Keine Geselligkeiten in Corona-Zeiten

Eigentlich ist die Aktion auch mit Geselligkeit verbunden, man könnte bei der Arbeit miteinander plaudern und nach getaner Arbeit noch bei einem Glas Wein und einem herzhaften Braten zusammenbleiben. Das ist in Corona-Zeiten gestrichen. So machten sich die Beteiligten mit Abstand zueinander an die Arbeit, die Genossenschaft bot weder Essen noch Getränke an, und das fröhliche Beisammensein zum Abschluss musste ausfallen, berichtet Baltes.
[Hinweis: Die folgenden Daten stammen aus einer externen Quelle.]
PR #1390, opened 2026-05-27
fix(agents): route configured agent model overrides

### LINKED ISSUE #1333: Better Agent integration

chioarub:
## Summary

Fixes #1333.

This PR makes per-agent model selection honor configured `agentModels` provider settings instead of only changing the model string under the parent/current provider.

## What changed

- Added exact-match provider override resolution for Agent tool `model` values that match `settings.agentModels`.
- Preserved existing `agentRouting` behavior for agent name, subagent type, and `default` fallback routing.
- Preserved built-in alias, `inherit`, and custom model ID behavior when the explicit model is not a configured `agentModels` key.
- Propagated the effective routed model into child agent query state, system prompt metadata, and in-process teammate routing without mutating the parent session.
- Added configured `agentModels` keys to agent model options without exposing credentials.
- Documented per-agent model routing and added focused regression coverage.

## Why

Users want to mix providers and models across collaborating agents, for example keeping the parent session on one provider while routing worker subagents to DeepSeek, GLM, or other cheaper/specialized OpenAI-compatible providers. `/provider` changes the current provider globally, but does not solve per-agent provider/model routing.

## Testing

- [x] `bun install --frozen-lockfile`
- [x] `bun run smoke`
- [x] `bun test --max-concurrency=1 --timeout 30000` with local provider credentials/env unset to match CI isolation
- [x] `python -m pip install -r python/requirements.txt`
- [x] `bun run test:provider` with local provider credentials/env unset
- [x] `npm run test:provider-recommendation` with local provider credentials/env unset
- [x] `bun install --cwd web --frozen-lockfile`
- [x] `bun run --cwd web typecheck`
- [x] `bun run --cwd web build`
- [x] `git diff --check`

## Notes

No real credentials are included. API keys in tests and docs are placeholders or dummy values, and configured API keys are not shown in model option labels.


jatmn (changes requested):
## Findings

- [P2] Preserve agentModels provider routing for pane teammates
  `src/tools/shared/spawnMultiAgent.ts:503`
  The new routing data only reaches `runAgent()` for normal subagents and in-process teammates. When teammate mode resolves to the pane backend, which is still the default in tmux/iTerm2 auto mode, `handleSpawnSplitPane()` and `handleSpawnSeparateWindow()` launch a new CLI process and only append `--model ${model}`. If that model came from a configured `agentModels` key such as `deepseek-grunt`, the child process receives the model string but not the configured `base_url`/`api_key`, so it either sends that model to the parent provider or fails instead of using the intended provider override. Please either pass enough routing information to the out-of-process teammate or keep configured agent model routing on an in-process path so Agent-team spawns honor the same `agentModels` behavior.

chioarub:
Thanks for the review. I pushed `90a098c3` to address the pane/window teammate routing gap.

What changed:
- `AgentTool` now resolves `agentRouting` / agent definition `agentModels` routes before pane spawn and passes the configured route key to the teammate child.
- Teammate child startup now rehydrates the matching `agentModels` route before provider validation and `--model` routing, so the configured base URL and API key are applied through the child environment rather than put on the pane command line.
- Explicit non-configured `--model` values do not fall through to default routing, and explicit `--provider` is respected for both space-separated and equals-form CLI flags.
- Applying a routed override clears stale provider selectors/profile markers while preserving unrelated provider credentials.

Validation:
- `bun run smoke`
- `bun test --max-concurrency=1` with a clean provider/auth env: 3025 pass, 0 fail
- `bun run test:provider`: 628 pass, 0 fail
- `npm run test:provider-recommendation`: 78 pass, 0 fail
- `bun run --cwd web build`
- `git diff --check`

chioarub:
Follow-up: the first GitHub rerun exposed an unrelated attribution test isolation leak. A prior test could leave provider/model process state behind, and `src/utils/attribution.test.ts` was not fully resetting that surface before asserting the legacy co-author default.

I pushed `2d008359` to isolate that fixture by clearing provider routing env and resetting the main-loop model override. Local reproducer and full suite are green, and the fresh GitHub PR checks now pass:
- `smoke-and-tests`: pass
- `web`: pass

jatmn (dismissed):
Thanks for the update. I rechecked the previously discussed pane/window teammate routing path and the related normal subagent and in-process teammate paths, and I do not see any remaining actionable issues from my side.

jatmn (changes requested):
Thanks for the update. I found one issue that still needs to be addressed before this is ready.

## Findings

- [P2] Load flag settings before resolving pane teammate routes
  `src/entrypoints/cli.tsx:143`
  The out-of-process teammate startup path resolves `agentModels` from `getInitialSettings()` before the full CLI has imported `main.tsx`, where `eagerLoadSettings()` later parses and installs `--settings`. Pane/window teammates already inherit `--settings` from `buildInheritedCliFlags()`, so a parent started with `--settings custom-settings.json` can route a teammate to `--model deepseek-worker`, but the child does not see the flag settings yet and therefore cannot map that key to its configured `base_url`/`api_key`. The child then falls through to the parent/default provider instead of the configured route. Please make this bootstrap path load the `--settings` source before calling `resolveOutOfProcessTeammateProviderFromCliArgs()`, or otherwise pass the resolved provider override to the child in a way that does not depend on the later main CLI settings load.

chioarub:
Addressed the reviewer finding in `129780ef`.

What changed:
- Moved early `--settings` / `--setting-sources` handling into a shared `eagerLoadSettingsFromArgs()` helper used by both the full CLI startup and the out-of-process teammate bootstrap.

Zur Pheromon-Ausbringung sagten Weinbaupräsident Hubert Pauly und der Bauern- und Winzerverband: „Der Erfolg der vergangenen Jahre gibt dieser Maßnahme absolut Recht.“ Jedoch fordere die Corona-Krise eine strenge Organisation und gesundheitliche Prävention bei der Durchführung. Das haben die Winzer akzeptiert.

Wenn auch die Traubenwickler kleine, unscheinbare Motten sind, können ihre Raupen in den Weinbergen doch große Schäden anrichten. Im zeitigen Frühjahr legen sie Gespinste in die Knospen und die „Heuwurm“ genannten Raupen, die sich daraus entwickeln, schädigen die Knospen. Eine Generation weiter knabbern die Raupen als „Sauerwurm“ an den jungen Beeren, oder später im Jahr können sie als „Süßwurm“ die reifenden Früchte schädigen. In allen Fällen breiten sich Fäulnisbakterien an den betroffenen Stellen aus, Teile der Ernte werden unbrauchbar. Da Traubenwickler pro Saison drei neue Generationen hervorbringen können, vervielfacht sich die Population und damit steigt der Schaden im Laufe eines Sommers.